The Mystery of Future Health Care Costs

Ezra Klein had a post last week about the accuracy of projections about health care, in which he called reports like the recent one from HHS a sort of Rorschach test--conservatives and liberals each see in them what they want to.  I think this is true, to a point.  The history of health care spending projections is considerably more checkered than either liberals or conservatives acknowledge.  Over time, it is true that far more health care programs have busted their budgets than have come in considerably under budget; on the other hand, some cost cutting programs have ended up netting more than expected.  But virtually all of the reports written on this question consists of simply cherry picking your examples very carefully in order to generate the answer you want.  This would be a perfect job for the CBO, except that members of Congress request those reports, and I doubt either party is willing to risk getting the wrong answer.

But there is one example of "cost underruns" that I keep hearing, which I think should be used cautiously if at all.  That's Medicare Part D, which came in substantially beneath projections.

As it happens, I just turned in the first draft of a piece on the status of prescription drug pipelines.  You'll have to wait to read my opinions on that question, but investigating the question has given me a better appreciation of just how unique an environment surrounded the enactment of Medicare Part D.  There was a broad shift in the market for pharmaceuticals on several fronts:  fewer blockbuster drugs were being approved, and more blockbuster drugs were going off patent.  Meanwhile, pharmaceutical benefit managers were really cracking down on what drugs went into their formularies.

A drug like Eli Lilly's Effient platelet inhibitor would have been a blockbuster ten years ago--it causes slightly more bleeding, but it's also more effective than Plavix, its main rival.  But Plavix goes off-patent in 2011, and is less expensive even now, so Medco, a major pharma benefit manager, is funding its own research to find ways to identify the small subset of patients who will do better on Effient.  In other words, private firms have started to do the sort of comparative effectiveness research that the architects of health care reform promised.

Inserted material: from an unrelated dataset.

PR #1562, opened 2025-08-20
Fix docker exec to run in CI

nuhakala:
This pr removes `-it` flag from docker exec commands, because they will crash if ran in CI.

There are several good reasons to think that this won't generalize well:

  • Secular changes in the health care environment are random  That is, in this case, Medicaid undershot projections.  But that's not because the CBO was "too conservative"; the savings came from broader shifts in the healthcare market, not something that the legislation did.  Broader shifts in the healthcare market can move either way; there's no special reason to think that they are more likely to be downside surprises.
  • Medicare Part D worked through the private sector  Medicare Part D used private insurers at a time when they were severely cracking down on the drugs they were willing to pay for.  Medicare Part D benefited from this because it worked through private insurance firms.  However, the bulk of the coverage expansion in the new law comes from Medicaid expansion.  Medicaid benefits from that famous ability to centrally negotiate--but not so much from what private firms are doing.
  • Falling prescription drug costs do not mean falling health care costs  To the extent that these secular trends in the prescription drug market continue--and unfortunately, I think they will--that's bad news for health care reform cost control.  There's some pretty decent evidence that new drugs hold down health care costs overall because they substitute for labor-intensive options like surgery and other sorts of therapy.  Labor is the one component of health care costs that is probably hardest to control.  So if we're getting few new prescription drugs, that may mean that estimates of cost growth in other sectors are too low.
  • Services expansions historically seem to overshoot their cost estimates  A lot of effort has been expended on the pro-reform side singing the praises of unexpected cost savings from things like delivery payment reform.  Leaving aside arguments about the methodology of the underlying studies, I'd say a survey of the history of health care reforms indicates that changing the payment formulas seems to be a lot more successful on the cost front than broad coverage expansions, which--except for the one case of Medicare Part D--always seem to cost much more than expected.  So even if you think it's possible that various delivery forms will deliver higher-than-expected savings, you have to allow for the possibility that higher-than-expected utilization will eat your savings, and then some. And that's exactly what's happened from most of the coverage expansions in our nation's history.  It's ridiculous to talk about some changes to Medicare payments while ignoring the fact that reform in Massachusetts is already costing about 20% more than projected.  Not to mention, umm, every other state-level coverage expansion I'm aware of. 

Many of these arguments run the other way as well, of course; these things are by their nature unpredictable.  There could be all sorts of changes in the healthcare market which will make the price of hospitals fall along with the price of prescription drugs.  But I wouldn't suggest that you bet a lot of money on that possibility.  I mean, aside from the small fortune you already have.